• [TASK PROMPT]:
Go through the lines below. Copy those with "from".

===== RECORDS FOR THE TASK

PR #2032, opened 2020-12-11
Fix py move-results to use `ConfigParser`

portante:
The Python 3 based "move-results" code was using the old `configtools` module instead of just using `ConfigParser` directly.  This would end up causing failures in the unit tests because it was calling the `parse_args` method of `configtools` to first parse the command line arguments.  But in principle, we never want to access the command line arguments while running unit tests.  The unit test should provide them for the method under test to properly ensure the correct behavior is tested.

We simply replace the use of `configtools` with `ConfigParser` directly, which ends up simplifying the code as well.

Further, using configtools just for the result directory `metadata.log` is over kill, because `configtools` was there to support multiple configuration files, and there is only one `metadata.log` file.

We remove the `SETUP` and `TEARDOWN` messages since they are really debugging statements and have no business being there for normal test operation.

### DIFF
--- a/lib/pbench/agent/results.py
+++ b/lib/pbench/agent/results.py
@@ -5,11 +5,11 @@ import requests
 import sys
 import tarfile
 
+from configparser import ConfigParser
 from pathlib import Path
+
 from werkzeug.utils import secure_filename
 
-from pbench.cli.agent.commands.log import add_metalog_option
-from pbench.common import configtools
 from pbench.common.utils import md5sum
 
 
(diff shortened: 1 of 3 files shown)


riya-17 (approved):
LGTM

lib/pbench/agent/results.py
```diff
@@ -62,18 +62,17 @@ def make_result_tb(self):
...
         except FileNotFoundError:
             self.logger.debug(
                 "The {}/metadata.log file seems to be missing", pbench_run_name
             )
             sys.exit(0)
-
-        opts, _ = configtools.parse_args()
-        opts.filename = md_log
-        conf_md, _ = configtools.init(opts, None)
-        md_config = conf_md["pbench"]
```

==========

• [ANSWER TO THIS TASK]:
+from configparser import ConfigParser
 from pathlib import Path
 from werkzeug.utils import secure_filename
-from pbench.cli.agent.commands.log import add_metalog_option
-from pbench.common import configtools
 from pbench.common.utils import md5sum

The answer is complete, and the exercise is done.